Sous le signe de la vengeance

Malgré la gravité de ces incidents, était-ce une raison pour que le match-retour se déroule sous le signe du chauvinisme et même de la vengeance ? Pour que l'équipe rennaise soit traumatisée au point d'accumuler les maladresses pendant toute la partie ? Pour que les leaders du groupe Nord de CFA donnent le spectacle d'une équipe qui cherche assez peu à construire ? Pour que certaine presse publie des commentaires erronés et partisans au point de prétendre que les Rennais étaient les élèves et les Mantais les maîtres ? Pour que l'arbitre s'abstienne de siffler des fautes manifestes ? Enfin pour que quelques énergumès se sentent une âme de justicier au point de décider tout bonnement de lyncher Aubour ? C'était tout de même un peu facile ce relâchement de toutes les facultés, et voilà en tout cas qui est très symptômatique de l'esprit dans lequel se déroule cette Coupe de France qui a adopté la formule Coupe d'Europe « aller et retour », à partir des huitièmes de finale, et qui paraît déjà souffrir du même mal que ses homologues continentales.

A Mantes-la-Jolie, quand les deux équipes pénétrèrent sur le terrain, l'ambiance était créée. On criait déjà « Aubour assassin ! » ce qui eut pour effet immédiat de mettre le gardien rennais très mal à l'aise, et qui le paralysa sans doute quand il s'inclina sur un tir anodin de Appert après moins d'une minute de jeu. C'était le coup de théâtre, l'écart du match aller était déjà comblé. Et il restait 89 minutes. Nous eûmes alors l'occasion d'être relativement déçus par cette formation du C.A. Mantes qui obtient pourtant d'excellents résultats dans le difficile groupe Nord du CFA et qui de plus avait réalisé une performance de tout premier ordre en quittant le stade de Rennes sans avoir concédé régulièrement le moindre but. Mais en ce jour de Pâques, les Mantais ne donnèrent à aucun moment l'impression qu'ils allaient imposer leur façon de jouer face à une équipe rennaise pourtant mal inspirée. Leur jeu se résumait à des interventions constantes des défenseurs centraux Melloni et Demota assez efficaces devant leurs buts, mais qui tentèrent trop souvent de solliciter directement les avants de pointe alors que le milieu de terrain était abandonné aux Rennais. De cette manière, les occasions de but ne pouvaient provenir essentiellemant que des erreurs défensives des Bretons. Il est dommage pour les Herbette, Appert, Beltramini, que le jeu n'ait pas été mieux construit car ils auraient sans doute été récompensés de leurs efforts une seconde fois. Les Rennais n'avaient pas su faire la différence au match aller. Cette fois-ci, le C.A. Mantes n'allait pas réussir à s'imposer non plus.

Rennes supérieur, mais...

Ce n'est certainement pas rendre un grand service au CA Mantes que de laisser croire, comme l'ont fait certains, que l'équipe locale avait dominé la partie et mieux joué au football. Il n'y a que la vérité qui soit facteur de progrès. Et il convient de préciser que malgré leurs maladresses, les Bretons ont pratiqué un football collectif supérieur, ce qui leur a permis de se créer un nombre d'occasions de but supérieur. Pour étayer cette affirmation, nous consulterons nos notes de la première mi-temps.

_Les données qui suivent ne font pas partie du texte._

PR #68, opened 2020-01-22
feat: add ci document to example app

broulaye:

Add CI Document to example app and add cypress test

Run Cypress test

Yes
No

https://zenhub.ibm.com/app/workspaces/discovery-unified-5728bf39d2c20f776e05d0ef/issues/watson-discovery/docviz-squad-issue-tracker/232

### DIFF
--- a/packages/discovery-react-components/src/components/CIDocument/__stories__/default.md
+++ b/packages/discovery-react-components/src/components/CIDocument/__stories__/default.md
@@ -1,3 +1,3 @@
 #### Overview
 
-The `CIDocument` component provides Element Classification to the user. It takes a PDF and enriches it with features a customer might deem important (such as Obligation, Deliverables, Assignments, etc...). This would help customers get a better understanding of their document, or help them find what they need in a large document in a more efficient way.
+The `CIDocument` component provides the user with a document enriched by one of the content intelligence enrichments. It displays a document with features a customer might deem important (such as Obligation, Deliverables, Assignments, etc...). This would help customers get a better understanding of their document, or help them find what they need in a large document in a more efficient way.


examples/discovery-search-app/cypress/integration/passages/spec.ts
```diff
@@ -101,5 +101,44 @@ describe('Passage Results', () => {
       cy.get('@combinedResult').contains('View passage in document');
       cy.get('@combinedResult').contains('View table in document');
     });
+
+    describe('and clicking on "CI Document" for a result', () => {
+      beforeEach(() => {
+        cy.get('button[data-testid="search-result-element-preview-button"]')
```
maniax89: is there button text you can look for here?

examples/discovery-search-app/cypress/integration/passages/spec.ts
```diff
@@ -101,5 +101,44 @@ describe('Passage Results', () => {
...
+          .last()
+          .click();
+      });
+
+      it('verify that CI Document loaded correctly', () => {
```
maniax89: nice work! are there any more specifics around "loaded correctly" that could be split into separate `it` statements? seems like a good split might be "it can filter", "it has navigation tabs" or something similar

examples/discovery-search-app/src/App.js
```diff
@@ -5,6 +5,8 @@ import './app.scss';
 import { settings } from 'carbon-components';
 import { Button } from 'carbon-components-react';
 import Close from '@carbon/icons-react/lib/close/16';
+import { Tabs, Tab } from 'carbon-components-react';
```
maniax89: can you move this to be combined with `import { Button } from 'carbon-components-react';` above?

examples/discovery-search-app/src/App.js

Nous avons relevé pour le CA Mantes quatre situations dangereuses en sa faveur : le but de Appert à la 1re minute, à la 5e minute un tir de Calinski, à la 18e minute une tête de Herbette et à la 42e minute où une certaine confusion régna devant les buts d'Aubour. C'est tout.

Pour Rennes, nous avone relevé treize créations de situations dangereuses : (6e) tir de Guy détourné en corner ; (8e) centre de Betta détourné en corner à la suite duquel Guy est gêné irrégulièrement ; (11e) Guy donne a Lukic bien placé, mais ce dernier se montre maladroit ; (17e) Betta déborde la défense de Mantes et centre derrière les buts alors que trois Rennais attendaient le ballon ; (21e) Betta tire au-dessus ; (22e) Keruzoré centre vers Guy en brossant sa balle : l'effet trompe les défenseurs mais Guy ne peut la contrôler ; (23e) Guy se montre dangereux mais Allione intervient bien ; (24e) Betta déborde avec beaucoup de facilité, mais son centre passe dérrière les filets ; (27e) Guy reprend une balle relâchée par Allione et se la fait subtiliser alors que le but paraissait acquis ; (30e) coup-franc tiré par Rico aux dix-huit mètres, Allione ne peut que dégager du poing ; (33e) Betta élimine trois adversaires sur l'aile gauche, mais son centre est manqué alors que Lukic était en bonne position ; (36e) Garcia reprend une balle renvoyée par la défense et tire au-dessus ; (38e) Betta effectue une belle action sur l'aile et centre sur Lukic qui marque da la tête sans difficulté. Il est clair que si les Bretons avaient menés 3-1 à la mi-temps, il n'y aurait pas eu lieu de s'étonner beaucoup.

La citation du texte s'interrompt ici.